_Aim of the task_. All lines of the material below that include the string "getPreviousReleaseEntryVersion" are to be copied.

_Input material_.
PR #1856, opened 2025-04-22
feat: Improve Accessibility of field editors by enabling associating them with labels [UFO-1737]

Lelith:
### Problem:

our field editors did not accept or forward an ID prop, which is a anti pattern for accessibility. Associating a label with an input field enables autofocusing of the associated input field when selecting / clicking on the label. 

### Risks

fields could get, on accident, the same ID (when e.g. using an array index for id) which worsens the accessibility and violates HTML5 rules.

### DIFF
--- a/packages/boolean/stories/BooleanEditor.stories.tsx
+++ b/packages/boolean/stories/BooleanEditor.stories.tsx
@@ -1,18 +1,19 @@
 import * as React from 'react';
 
+import { FormControl } from '@contentful/f36-components';
 import { ActionsPlayground, createFakeFieldAPI } from '@contentful/field-editor-test-utils';
 import type { Meta, StoryObj } from '@storybook/react';
 
-import * as Editor from '../src/BooleanEditor';
+import { BooleanEditor } from '../src/BooleanEditor';
 
-const meta: Meta<typeof Editor.BooleanEditor> = {
+const meta: Meta<typeof BooleanEditor> = {
   title: 'editors/Boolean',
-  component: Editor.BooleanEditor,
+  component: BooleanEditor,
 };
 
 export default meta;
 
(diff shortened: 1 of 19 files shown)


MayaGillilan (dismissed):

packages/multiple-line/src/MultipleLineEditor.tsx
cf-remylenoir, line 1: Let's add the JSDoc to the addition of the `id` prop, wdyt?

packages/boolean/stories/BooleanEditor.stories.tsx
cf-remylenoir, line 1: I was trying to get my hands on the Storybook deployment with these changes, but it is not setup to have it deployed, only when the changes are merged to the `master` branch 😬

cf-remylenoir: Ahhh nope, here it is https://deploy-preview-1856--contentful-field-editors.netlify.app/

cdun (commented):
Are there any other editors that we should think about supporting before merging? Some of them might require more thought (e.g. `RichText` being contenteditable rather than an input is more complex), but maybe `List`, `Slug`, `Tags` etc?

Lelith:
@cdun 
I added it for Slug and Url editors as well. The Tag and List editor slipped me, i will add them as well :) thanks for the reminder

About the RichTextEditor, as far as i understood the WCAG recommendation, we should focus on inputs and textareas, so i would say we can leave it out for now. But when we hire the Accessibility Auditor i am sure we will talk about it again and they maybe have a recommendation on how we can make it more acceessible.

cdun (approved):

MayaGillilan (approved):

PR #1869, opened 2025-05-20
fix(slug-editor): [TOL-3065] Do not autogenerate slug if user has no access

colomolo:
Pass down access param to prevent slug autogeneration in cases when the user doesn't have permissions to edit the field.

### DIFF
--- a/packages/slug/src/SlugEditor.tsx
+++ b/packages/slug/src/SlugEditor.tsx
@@ -29,6 +29,8 @@ export interface SlugEditorProps {
       trackingFieldId?: string;
     };
   };
+
+  access?: boolean;
 }
 
 function isSupportedFieldTypes(val: string): val is 'Symbol' {
@@ -47,6 +49,7 @@ function FieldConnectorCallback({
   createdAt,
   performUniqueCheck,
   id,
+  access = true,
 }: {
   Component: typeof SlugEditorFieldStatic | typeof SlugEditorField;
   value: string | null | undefined;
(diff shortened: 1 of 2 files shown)


z0al (changes requested):
Questions:
- Is product okay with this?
- "access" is vague. It should be clear that this is edit access
- Why not use `sdk.access`?

colomolo:
> * Is product okay with this?

Okay/not okay with not showing fake value?

> * "access" is vague. It should be clear that this is edit access
> * Why not use `sdk.access`?

We pass this prop around in other field editors, so for consistency:
https://github.com/contentful/user_interface/blob/master/src/javascripts/widgets/BuiltinWidgets.tsx#L660

It comes from here:
https://github.com/contentful/user_interface/blob/master/src/javascripts/app/entity_editor/EntityField/EntityFieldControl.tsx#L167

YvesRijckaert (approved):

z0al:
> Okay/not okay with not showing fake value?

Ok with slug generation not working without a clear indicator for the "why".

> We pass this prop around in other field editors, so for consistency

@colomolo I don't think that is a good example to follow. All field editors already have access to `sdk.access`. If the `access` attribute is supposed to be the new standard prop then it should be done in the [FieldConnector](https://github.com/contentful/field-editors/blob/80efc635cc467c4505b1cfe0397b3a8246040ebe/packages/_shared/src/FieldConnector.ts#L150-L156) where we provide common props to all field editors.

PR #1872, opened 2025-05-30
feat: enable read-only assets and reference cards [SPA-2702]

kizer-cf:
This PR modifies several reference cards to allow rendering truly non-interactive cards. This is a prerequisite for [SPA-2702](https://contentful.atlassian.net/browse/SPA-2702)

[SPA-2702]: https://contentful.atlassian.net/browse/SPA-2702?atlOrigin=eyJpIjoiNWRkNTljNzYxNjVmNDY3MDlhMDU5Y2ZhYzA5YTRkZjUiLCJwIjoiZ2l0aHViLWNvbS1KU1cifQ

### DIFF
--- a/packages/reference/src/assets/WrappedAssetCard/FetchingWrappedAssetCard.tsx
+++ b/packages/reference/src/assets/WrappedAssetCard/FetchingWrappedAssetCard.tsx
@@ -12,7 +12,7 @@ import { useEntity, useEntityLoader } from '../../common/EntityStore';
 import { LinkActionsProps, MissingAssetCard } from '../../components';
 import { Action, Asset, FieldAppSDK, ViewType, RenderDragFn } from '../../types';
 import { WrappedAssetCard, WrappedAssetCardProps } from './WrappedAssetCard';
-import { WrappedAssetLink } from './WrappedAssetLink';
+import { WrappedAssetLink, WrappedAssetLinkProps } from './WrappedAssetLink';
 
 type FetchingWrappedAssetCardProps = {
   assetId: string;
@@ -32,7 +32,7 @@ export function FetchingWrappedAssetCard(props: FetchingWrappedAssetCardProps) {
   const { getEntityScheduledActions } = useEntityLoader();
   const loadEntityScheduledActions = React.useCallback(
     () => getEntityScheduledActions('Asset', props.assetId),
-    [getEntityScheduledActions, props.assetId]
+    [getEntityScheduledActions, props.assetId],
   );
   const localesStatusMap = useLocalePublishStatus(asset, props.sdk.locales);
   const activeLocales = useActiveLocales(props.sdk);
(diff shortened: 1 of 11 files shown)


z0al:
@kizer-cf the PR introduces two changes:
1. Treats `sdk.navigator.*` as possibly undefined
2. Uses `isClickable` to determine whether to render the card as a link

My comment above is about (1). The second change is fine IMHO.

> For example, not checking that onEdit is set before calling it is causing actual errors in our codebase, and I would argue it's not reasonable to expect implementers to define a noop for it when it's marked as optional.

I would agree with that if `onEdit` is optional, but it's not? `onEdit` relies on `sdk.navigator` which isn't optional & typing of the prop also reflects that as you had to change it in the PR 🤔 

The SDK serves as a contract for not only field editors but also custom apps. All APIs that the editor uses should be present. We don't have any optional methods as per [docs](https://www.contentful.com/developers/docs/extensibility/app-framework/sdk/). It's the responsibility of the host app to initialize a proper SDK. In that sense, the noop implementation isn't a workaround, it's a requirement so that field editors don't need to double-check that every SDK method exists before calling it. 

Happy to jump on a call btw to discuss this

z0al:
@kizer-cf to give another perspective. While we have more flexibility with our own field editors. Many customers use custom field editor apps. Not passing a proper SDK e.g. `sdk.navigator.openAsset` is not implemented, is likely to crash their app, which isn't good. Using a noop implementation prevents that while still giving the host app control over the functionality

kizer-cf:
Thanks for clarifying on the SDK, it must be our error then for not providing a `navigator.openAsset` function, thus the errors. I could revert that part of my change.

However, we still need `isClickable` functionality, as there is no easy way for us to fix the accessibility and UX issue otherwise.

z0al:
> However, we still need isClickable functionality

@kizer-cf sounds reasonable. Happy to review that after reverting the sdk changes

kizer-cf:
@z0al I have made some minor changes to revert some of the changes I made to the way `sdk.navigator.openAsset` is assigned to `onEdit`. However, I have left the type definition changes to `onEdit` and `onRemove` intact, as these were throwing all sorts of errors otherwise. This is also consistent with how these were defined in other components (this file was the only exception before now). For example, 
https://github.com/contentful/field-editors/blob/b54d8502e85f24a8c97b0219b656d9c4f0703206/packages/reference/src/assets/WrappedAssetCard/WrappedAssetCard.tsx#L37
https://github.com/contentful/field-editors/blob/83b9250c2be6ca3fa1df24fff4fd9ae316c4958b/packages/reference/src/resources/ExternalResourceCard/ExternalResourceCard.tsx#L22

Also, every other place onEdit and onRemove were called, they were called conditionally, consistent with my changes. Examples:
https://github.com/contentful/field-editors/blob/83b9250c2be6ca3fa1df24fff4fd9ae316c4958b/packages/reference/src/resources/ExternalResourceCard/ExternalResourceCard.tsx#L119
https://github.com/contentful/field-editors/blob/b54d8502e85f24a8c97b0219b656d9c4f0703206/packages/reference/src/entries/WrappedEntryCard/WrappedEntryCard.tsx#L216
https://github.com/contentful/field-editors/blob/72600722cc012078f465211b3e8e6b46882176a4/packages/reference/src/assets/WrappedAssetCard/WrappedAssetLink.tsx#L89
https://github.com/contentful/field-editors/blob/7bd8433855f7dae63a6f4441ff97e5afc57e75b1/packages/reference/src/components/MissingAssetCard/MissingAssetCard.tsx#L26

packages/reference/src/assets/WrappedAssetCard/FetchingWrappedAssetCard.tsx
```diff
@@ -130,6 +141,14 @@ export function FetchingWrappedAssetCard(props: FetchingWrappedAssetCardProps) {
...
     }
 
+    const viewType = props.viewType;
+
+    function renderDefaultCard(
+      props?: Partial<CustomEntityCardProps> | Partial<WrappedAssetLinkProps>,
+    ) {
+      return viewType === 'link' ? _renderDefaultLink(props) : _renderDefaultCard(props);
+    }
+
```
z0al, line 138: Nit: it looks to me that `_renderDefaultLink` & `_renderDefaultLink` are not needed here and we could just inline the rendering of link vs card inside the `renderDefaultCard` something like:

```typescript
    function renderDefaultCard(props?: CustomEntityCardProps) {
      const cardProps = {
        ...commonProps,
        ....props,
        ...blabla
      };

      if (viewType === 'link') {
        return (
          <WrappedAssetLink
            {...cardProps}
            href={commonProps.entityUrl}
            getEntityScheduledActions={loadEntityScheduledActions}
          />
        );
      } else {
        return <WrappedAssetCard {...cardProps} getAssetUrl={...} />;
      }
    }
```

kizer-cf: Thanks @z0al. Made the sugegsted refactor. Will need your approval again.

z0al (approved):

PR #1875, opened 2025-06-04
feat: bring release status components [TOL-3103]

YvesRijckaert:
Migrate release status component from user interface to field editors _shared to be able to display them in reference and rich text package in follow up PRs

In a follow up ticket we could potentially avoid the duplication between `LocalePublishingEntityStatusBadge` and `TimelineEntityStatus`


chrishelgert (approved):
Maybe worth to have a look at the naming - is it ReleaseEntityStatus or TimelineEntityStatus?

in the types and constants we have Release and the components with Timeline - could be great to use the same pattern.

Would think it's more the status in the release, as the timeline is the grouping of multiple releases?

PR #1876, opened 2025-06-05
feat: release status in references [TOL-3103]

YvesRijckaert:
We want to display the latest release status in the reference status (e.g. "to publish", "to become draft", etc).
For this I migrated the `useActiveReleaseLocalesStatuses` hook to field editors shared, so it can be used by both the reference package, the rich text editor and inside the webapp.

As a temporary solution, we pass all release information through the widget SDK using the instance parameters. This will change later when we have decided on Release SDK context specifics

Blocked by: https://github.com/contentful/field-editors/pull/1875

Screenshot 2025-06-06 at 09 51 52


packages/_shared/src/hooks/useActiveReleaseLocalesStatuses.spec.ts
```diff
@@ -0,0 +1,305 @@
+import { renderHook } from '@testing-library/react';
+import type { CollectionProp, EntryProps, LocaleProps } from 'contentful-management';
+import type { ReleaseV2Entity, ReleaseV2EntityWithLocales, ReleaseV2Props } from 'types';
```
chrishelgert: shouldn't it be a relative path?

packages/_shared/src/hooks/useActiveReleaseLocalesStatuses.spec.ts
```diff
@@ -0,0 +1,305 @@
...
+
+import { getPreviousReleaseEntryVersion } from '../utils/getPreviousReleaseEntryVersion';
+import { useActiveReleaseLocalesStatuses } from './useActiveReleaseLocalesStatuses';
+
+const buildEntryDraft = (status: 'draft' | 'published' | 'changed') =>
```
chrishelgert: buildEntryDraft with `published` status? 🤔 🙈

packages/_shared/src/hooks/useActiveReleaseLocalesStatuses.ts
```diff
@@ -0,0 +1,132 @@
...
+  releases,
+}: {
+  currentEntryDraft: EntryProps;
+  entryId: string;
+  releaseVersionMap: Map<string, Map<string, ReleaseAction>>;
+  locales: LocaleProps[];
+  activeRelease: ReleaseV2Props;
+  releases: CollectionProp<ReleaseV2Props>;
+}) => {
+  const { previousReleaseEntity } = getPreviousReleaseEntryVersion({
```
chrishelgert: should we wrapt it in `useMemo`?

packages/_shared/src/types.ts
```diff
@@ -1,3 +1,7 @@
+import { BadgeVariant } from '@contentful/f36-components';
+import { CollectionProp, ReleaseProps } from 'contentful-management/types';
+import { LocaleProps } from 'contentful-management/types';
```
chrishelgert:
```suggestion
import type { CollectionProp, ReleaseProps } from 'contentful-management/types';
import type { LocaleProps } from 'contentful-management/types';
```

packages/reference/src/entries/WrappedEntryCard/FetchingWrappedEntryCard.tsx
```diff
@@ -61,13 +66,35 @@ async function openEntry(
...
+    activeRelease,
+    isActiveReleaseLoading,
+    releases,
+  }: {
+    releaseVersionMap: Map<string, Map<string, ReleaseAction>>;
+    locales: LocaleProps[];
+    activeRelease: ReleaseV2Props;
+    isActiveReleaseLoading: boolean;
+    releases: CollectionProp<ReleaseV2Props>;
+  } = JSON.parse(props.sdk.parameters.instance.release);
```
chrishelgert: maybe worth to extract into an utils and trycatch the parsing?

chrishelgert (approved):
Added some tiny nit comments, otherwise looks good 👍

PR #1920, opened 2025-09-02
chore: update f36 icons to use Forma v5

missating:
This updates all Forma dependencies to Forma V5. it also updates all icons to the new v5 icons using the icon codemod

### DIFF
--- a/packages/rich-text/src/plugins/shared/EmbeddedInlineToolbarIcon.tsx
+++ b/packages/rich-text/src/plugins/shared/EmbeddedInlineToolbarIcon.tsx
@@ -2,7 +2,7 @@ import * as React from 'react';
 
 import { FieldAppSDK } from '@contentful/app-sdk';
 import { Menu, Flex } from '@contentful/f36-components';
-import { EmbeddedEntryInlineIcon } from '@contentful/f36-icons';
+import { EmbeddedLineIcon } from '@contentful/f36-icons';
 import tokens from '@contentful/f36-tokens';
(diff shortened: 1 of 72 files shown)


packages/rich-text/stories/RichTextEditor.stories.tsx
```diff
@@ -23,6 +24,8 @@ import { assets, contentTypes, entries, locales, spaces } from '../src/__fixture
 import RichTextEditor from '../src/RichTextEditor';
 import { RichTextPreview } from './RichTextPreview';
 
+
```
colomolo, line 27: ✂️

packages/rich-text/src/plugins/shared/EmbeddedInlineToolbarIcon.tsx
```diff
@@ -66,8 +67,8 @@ export function EmbeddedInlineToolbarIcon({
       onClick={handleClick}
     >
       <Flex alignItems="center" flexDirection="row">
-        <EmbeddedEntryInlineIcon
-          variant="secondary"
+        <EmbeddedLineIcon
+          color={tokens.gray900}
```
colomolo, line 71: is it intentional?

missating: yes. Forma v5 now uses `colors` for `icons`:  https://github.com/contentful/forma-36/blob/main/MIGRATION.md#icon

PR #1921, opened 2025-09-03
chore: update forma []

YvesRijckaert:


Lelith:
@YvesRijckaert  is this a duplicate for what Nkoyo is already doing? https://github.com/contentful/field-editors/pull/1922

PR #1922, opened 2025-09-03
chore: update f36 components to use v5

missating:
This updates all Forma components to V5. it also updates all icons to the new v5 icons using the icon codemod

### DIFF
--- a/README.md
+++ b/README.md
@@ -102,3 +102,21 @@ All field editor packages are open source software [licensed as MIT](./LICENSE).
 [prettier]: https://prettier.io/
 [eslint]: https://eslint.org/
 [lingui]: https://lingui.dev/
+
+## Internationalization
+
+The latest versions of field editors are internationalized with [lingui](https://lingui.dev/). Any app using the latest field editors needs to include the `@lingui/core` and `@lingui/message-utils` packages and initialize `lingui` like this before rendering field editors:
+
+```javascript
+import { i18n } from '@lingui/core';
+import { compileMessage } from '@lingui/message-utils/compileMessage';
+
+...
+
+i18n.setMessagesCompiler(compileMessage);
+i18n.activate('en-US');  // use desired locale code
+
+const App = () => {
+  ...
+};
+```
--- a/packages/default-field-editors/CHANGELOG.md
+++ b/packages/default-field-editors/CHANGELOG.md
@@ -3,6 +3,10 @@
 All notable changes to this project will be documented in this file.
 See [Conventional Commits](https://conventionalcommits.org) for commit guidelines.
 
+## [1.8.2](https://github.com/contentful/field-editors/compare/@contentful/default-field-editors@1.8.1...@contentful/default-field-editors@1.8.2) (2025-09-05)
+
+**Note:** Version bump only for package @contentful/default-field-editors
+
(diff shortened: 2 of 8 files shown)


2wce (approved):

apps/entry-app-collapsible/src/FieldGroupsEditor.tsx
```diff
@@ -69,7 +71,7 @@ const SortableFieldList = SortableContainer(
         <SortableFieldItem groupId={groupId} key={`item-${field.id}`} index={index} field={field} />
       ))}
     </ul>
-  )
+  ),
```
Lelith: Have these files been prettified? there are a lot of added commas everywhere 👀

package.json
```diff
@@ -49,8 +49,9 @@
     "@babel/preset-react": "7.27.1",
     "@commitlint/cli": "19.8.0",
     "@commitlint/config-conventional": "18.4.4",
-    "@contentful/f36-components": "4.70.0",
-    "@contentful/f36-tokens": "4.2.0",
+    "@contentful/f36-components": "5.1.0",
+    "@contentful/f36-tokens": "5.1.0",
+    "@phosphor-icons/react": "2.1.8",
```
Lelith: Why the extra dependency here? the phosphor icons should come via the package itself

packages/reference/src/assets/WrappedAssetCard/AssetCardActions.tsx
```diff
@@ -95,7 +95,7 @@ export function renderAssetInfo(props: { entityFile: File }) {
         )}
       </dl>
     </Menu.Item>,
-  ];
+  ].map((item, i) => <Menu key={i}>{item}</Menu>);
```
Lelith, line 98: is this change on purpose or is it related to something else?

packages/rich-text/stories/RichTextEditor.stories.tsx
```diff
@@ -23,6 +24,8 @@ import { assets, contentTypes, entries, locales, spaces } from '../src/__fixture
 import RichTextEditor from '../src/RichTextEditor';
 import { RichTextPreview } from './RichTextPreview';
 
+
+
```
Lelith:
```suggestion
```

apps/entry-app-collapsible/src/FieldGroupsEditor.tsx
missating: Yes, but I'll run it again to check. it may also be from my settings.

package.json
missating: Yes, but we had a [cjs/esm](https://contentful.slack.com/archives/C961BF4RX/p1756811802159099) issue with Phosphor that [this](https://github.com/contentful/forma-36/pull/3170) should fix, when its merged. So I'll clean this after I can test it against that.

packages/reference/src/assets/WrappedAssetCard/AssetCardActions.tsx
missating: yes, it comes from Team Tolkien. it fixes a broken test when using the MenuItem without the Menu component which has been updated cc @2wce

PR #1925, opened 2025-09-05
fix: [] File type import

colomolo:
Fix import of the `File` type in shared package.


packages/_shared/src/index.tsx
```diff
@@ -30,7 +30,7 @@ export { entityHelpers };
 export { FieldConnector } from './FieldConnector';
 export { ModalDialogLauncher };
 export { PredefinedValuesError } from './PredefinedValuesError';
-export { Asset, Entry, File } from './typesEntity';
+export { Asset, Entry, type File } from './typesEntity';
```
chrishelgert:
```suggestion
export type { Asset, Entry, File } from './typesEntity';
```

PR #1928, opened 2025-09-08
feat: add asset support for release entity status calculation [TOL-3363]

MayaGillilan:
Adds asset support for release entity status calculation, makes status badges for assets in reference and rich text editors release-aware. Also fixes a localization error that was breaking rich text

### DIFF
--- a/packages/reference/src/entries/WrappedEntryCard/FetchingWrappedEntryCard.tsx
+++ b/packages/reference/src/entries/WrappedEntryCard/FetchingWrappedEntryCard.tsx
@@ -78,6 +78,8 @@ export function FetchingWrappedEntryCard(props: EntryCardReferenceEditorProps) {
   const localesStatusMap = useLocalePublishStatus(entry, props.sdk.locales);
   const { releaseLocalesStatusMap } = useActiveReleaseLocalesStatuses({
     currentEntityDraft: entry,
+    entityId: props.entryId,
+    entityType: 'Entry',
     releaseVersionMap,
     locales,
     activeRelease,


packages/_shared/src/hooks/useActiveReleaseLocalesStatuses.ts
```diff
@@ -1,39 +1,44 @@
...
         activeRelease,
         releases,
       }).previousReleaseEntity,
-    [entryId, releaseVersionMap, activeRelease, releases],
+    [entityId, releaseVersionMap, activeRelease, releases],
   );
   const activeReleaseReleaseEntity = useMemo(
-    () => activeRelease?.entities.items.find((entity) => entity.entity.sys.id === entryId),
-    [activeRelease?.entities.items, entryId],
+    () => activeRelease?.entities.items.find((entity) => entity.entity.sys.id === entityId),
```
chrishelgert: we might also want to check for entity.sys.type (the same id could be theoretically used for entry and asset)

packages/_shared/src/utils/getPreviousReleaseEntity.ts
```diff
@@ -36,10 +36,10 @@ export function getPreviousReleaseEntryVersion({
   if (indexOfActive && indexOfActive > 0) {
     for (let i = indexOfActive - 1; i >= 0; i--) {
       const release = orderedScheduledReleases![i];
-      const action = releaseVersionMap.get(entryId)?.get(release.sys.id);
+      const action = releaseVersionMap.get(entityId)?.get(release.sys.id);
       if (action !== 'not-in-release') {
         previousRelease = release;
-        previousReleaseEntity = release.entities.items.find((e) => e.entity.sys.id === entryId);
+        previousReleaseEntity = release.entities.items.find((e) => e.entity.sys.id === entityId);
```
chrishelgert: see entity.sys.type

packages/_shared/src/utils/getPreviousReleaseEntity.ts
```diff
@@ -36,10 +36,10 @@ export function getPreviousReleaseEntryVersion({
   if (indexOfActive && indexOfActive > 0) {
     for (let i = indexOfActive - 1; i >= 0; i--) {
       const release = orderedScheduledReleases![i];
-      const action = releaseVersionMap.get(entryId)?.get(release.sys.id);
+      const action = releaseVersionMap.get(entityId)?.get(release.sys.id);
```
chrishelgert, line 41: good that we remove this with the app sdk cleanup, otherwise we would need to introduce the type too 😅

packages/_shared/src/hooks/useActiveReleaseLocalesStatuses.ts
MayaGillilan: Good call, although it also raises the question for me of why we're even passing in the entityId explicitly when we also pass in `currentEntityDraft` (which is a confusing name IMO)

chrishelgert (approved):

_Reply to the task_.
+import { getPreviousReleaseEntryVersion } from '../utils/getPreviousReleaseEntryVersion';
+  const { previousReleaseEntity } = getPreviousReleaseEntryVersion({
@@ -36,10 +36,10 @@ export function getPreviousReleaseEntryVersion({
@@ -36,10 +36,10 @@ export function getPreviousReleaseEntryVersion({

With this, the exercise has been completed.